(Stored data entries)
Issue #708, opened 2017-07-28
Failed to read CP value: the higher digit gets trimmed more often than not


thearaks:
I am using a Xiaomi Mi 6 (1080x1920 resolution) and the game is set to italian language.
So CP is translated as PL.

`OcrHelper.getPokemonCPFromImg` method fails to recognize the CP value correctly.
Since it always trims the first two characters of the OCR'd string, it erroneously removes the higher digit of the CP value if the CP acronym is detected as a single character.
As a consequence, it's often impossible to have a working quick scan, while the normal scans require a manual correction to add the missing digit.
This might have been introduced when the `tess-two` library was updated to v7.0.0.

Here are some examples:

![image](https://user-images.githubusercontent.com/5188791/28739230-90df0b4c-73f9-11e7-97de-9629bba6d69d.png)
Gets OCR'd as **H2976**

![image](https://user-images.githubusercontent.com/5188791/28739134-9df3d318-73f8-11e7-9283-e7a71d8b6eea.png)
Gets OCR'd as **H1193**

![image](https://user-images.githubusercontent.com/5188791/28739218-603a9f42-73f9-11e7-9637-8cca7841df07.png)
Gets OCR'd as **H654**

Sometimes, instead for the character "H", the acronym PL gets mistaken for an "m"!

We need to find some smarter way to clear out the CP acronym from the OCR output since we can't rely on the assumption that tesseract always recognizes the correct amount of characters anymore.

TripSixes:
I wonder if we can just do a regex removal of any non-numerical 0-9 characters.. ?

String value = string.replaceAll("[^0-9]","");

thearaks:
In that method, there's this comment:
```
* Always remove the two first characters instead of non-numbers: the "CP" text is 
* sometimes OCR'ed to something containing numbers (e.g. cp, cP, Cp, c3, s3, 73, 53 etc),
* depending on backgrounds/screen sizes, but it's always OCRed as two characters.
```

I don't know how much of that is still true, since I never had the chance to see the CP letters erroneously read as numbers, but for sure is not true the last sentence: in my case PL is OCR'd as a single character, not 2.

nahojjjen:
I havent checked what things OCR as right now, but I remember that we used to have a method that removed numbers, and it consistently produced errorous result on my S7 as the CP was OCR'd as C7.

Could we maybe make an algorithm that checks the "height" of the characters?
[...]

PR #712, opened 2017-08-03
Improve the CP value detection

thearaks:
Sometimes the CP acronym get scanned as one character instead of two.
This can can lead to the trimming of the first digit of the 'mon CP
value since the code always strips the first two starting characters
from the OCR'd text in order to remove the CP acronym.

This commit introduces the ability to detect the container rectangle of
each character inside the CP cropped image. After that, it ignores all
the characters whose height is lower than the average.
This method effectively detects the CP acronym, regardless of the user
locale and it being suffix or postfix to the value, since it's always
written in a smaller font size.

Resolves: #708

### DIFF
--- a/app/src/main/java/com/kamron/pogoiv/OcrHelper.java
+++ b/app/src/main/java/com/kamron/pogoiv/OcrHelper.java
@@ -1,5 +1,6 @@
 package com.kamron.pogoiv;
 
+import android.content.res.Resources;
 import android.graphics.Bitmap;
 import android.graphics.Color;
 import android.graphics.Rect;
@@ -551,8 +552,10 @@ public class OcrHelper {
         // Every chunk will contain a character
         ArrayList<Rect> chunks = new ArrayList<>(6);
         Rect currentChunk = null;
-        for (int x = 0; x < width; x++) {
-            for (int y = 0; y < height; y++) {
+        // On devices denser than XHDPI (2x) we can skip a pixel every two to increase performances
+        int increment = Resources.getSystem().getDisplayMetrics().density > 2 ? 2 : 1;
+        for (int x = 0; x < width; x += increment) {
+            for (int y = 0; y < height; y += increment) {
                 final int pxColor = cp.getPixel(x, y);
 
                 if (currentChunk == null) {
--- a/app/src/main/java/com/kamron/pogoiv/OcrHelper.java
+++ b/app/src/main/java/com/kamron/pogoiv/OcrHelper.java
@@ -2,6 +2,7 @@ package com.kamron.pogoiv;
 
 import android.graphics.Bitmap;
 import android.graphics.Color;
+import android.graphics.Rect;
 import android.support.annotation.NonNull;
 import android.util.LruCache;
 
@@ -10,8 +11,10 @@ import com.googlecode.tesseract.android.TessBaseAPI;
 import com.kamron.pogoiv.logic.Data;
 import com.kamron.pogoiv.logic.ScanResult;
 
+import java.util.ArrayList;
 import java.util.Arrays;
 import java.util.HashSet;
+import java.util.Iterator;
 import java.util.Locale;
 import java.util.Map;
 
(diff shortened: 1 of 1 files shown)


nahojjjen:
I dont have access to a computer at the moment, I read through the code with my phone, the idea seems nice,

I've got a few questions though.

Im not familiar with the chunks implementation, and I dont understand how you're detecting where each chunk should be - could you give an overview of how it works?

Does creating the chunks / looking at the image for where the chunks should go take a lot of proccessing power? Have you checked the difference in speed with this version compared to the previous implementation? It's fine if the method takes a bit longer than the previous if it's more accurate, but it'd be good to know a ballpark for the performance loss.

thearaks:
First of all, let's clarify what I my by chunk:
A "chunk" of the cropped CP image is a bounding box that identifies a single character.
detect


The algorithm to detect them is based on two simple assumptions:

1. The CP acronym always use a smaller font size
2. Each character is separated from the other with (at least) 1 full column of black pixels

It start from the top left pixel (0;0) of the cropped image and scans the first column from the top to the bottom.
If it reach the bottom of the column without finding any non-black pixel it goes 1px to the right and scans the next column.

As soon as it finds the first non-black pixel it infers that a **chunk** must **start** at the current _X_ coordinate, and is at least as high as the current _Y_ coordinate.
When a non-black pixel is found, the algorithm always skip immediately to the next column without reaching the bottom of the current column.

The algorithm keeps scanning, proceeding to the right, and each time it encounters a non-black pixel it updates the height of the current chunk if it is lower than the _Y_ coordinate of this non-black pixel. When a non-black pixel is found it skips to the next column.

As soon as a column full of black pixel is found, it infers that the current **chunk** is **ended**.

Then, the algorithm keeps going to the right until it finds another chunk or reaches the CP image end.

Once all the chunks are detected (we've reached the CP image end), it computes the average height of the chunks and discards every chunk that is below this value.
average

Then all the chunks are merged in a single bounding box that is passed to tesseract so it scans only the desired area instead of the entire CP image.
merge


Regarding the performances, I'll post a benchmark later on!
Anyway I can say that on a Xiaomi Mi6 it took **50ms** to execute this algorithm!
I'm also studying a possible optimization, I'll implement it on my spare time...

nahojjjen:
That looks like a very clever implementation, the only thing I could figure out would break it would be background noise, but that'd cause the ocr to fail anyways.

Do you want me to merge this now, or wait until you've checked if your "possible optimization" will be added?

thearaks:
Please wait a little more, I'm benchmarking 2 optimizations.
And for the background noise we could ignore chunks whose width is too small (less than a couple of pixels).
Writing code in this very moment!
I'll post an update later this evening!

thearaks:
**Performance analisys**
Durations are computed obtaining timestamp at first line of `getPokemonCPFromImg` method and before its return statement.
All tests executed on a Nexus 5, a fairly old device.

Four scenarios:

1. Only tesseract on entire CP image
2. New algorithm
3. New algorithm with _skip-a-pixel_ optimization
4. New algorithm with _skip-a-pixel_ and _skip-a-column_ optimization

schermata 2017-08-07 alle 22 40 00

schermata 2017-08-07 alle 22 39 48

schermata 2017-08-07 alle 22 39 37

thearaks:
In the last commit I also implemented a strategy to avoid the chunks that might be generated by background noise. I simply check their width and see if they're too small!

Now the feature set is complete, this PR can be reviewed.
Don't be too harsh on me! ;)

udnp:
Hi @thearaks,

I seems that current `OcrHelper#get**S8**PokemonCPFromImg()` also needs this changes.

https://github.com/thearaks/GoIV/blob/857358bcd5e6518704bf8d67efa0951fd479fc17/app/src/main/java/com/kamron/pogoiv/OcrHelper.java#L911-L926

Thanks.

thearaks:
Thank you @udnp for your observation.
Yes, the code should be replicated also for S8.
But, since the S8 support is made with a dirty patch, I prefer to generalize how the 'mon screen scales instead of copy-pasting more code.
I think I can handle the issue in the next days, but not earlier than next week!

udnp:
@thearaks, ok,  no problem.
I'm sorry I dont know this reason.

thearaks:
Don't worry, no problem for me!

**Work request**
Beginning with the top line of the data above, output every line exactly until the one that contains "Gets OCR'd as **H2976**", and include that one too.

**Answer space**
Issue #708, opened 2017-07-28
Failed to read CP value: the higher digit gets trimmed more often than not


thearaks:
I am using a Xiaomi Mi 6 (1080x1920 resolution) and the game is set to italian language.
So CP is translated as PL.

`OcrHelper.getPokemonCPFromImg` method fails to recognize the CP value correctly.
Since it always trims the first two characters of the OCR'd string, it erroneously removes the higher digit of the CP value if the CP acronym is detected as a single character.
As a consequence, it's often impossible to have a working quick scan, while the normal scans require a manual correction to add the missing digit.
This might have been introduced when the `tess-two` library was updated to v7.0.0.

Here are some examples:

![image](https://user-images.githubusercontent.com/5188791/28739230-90df0b4c-73f9-11e7-97de-9629bba6d69d.png)
Gets OCR'd as **H2976**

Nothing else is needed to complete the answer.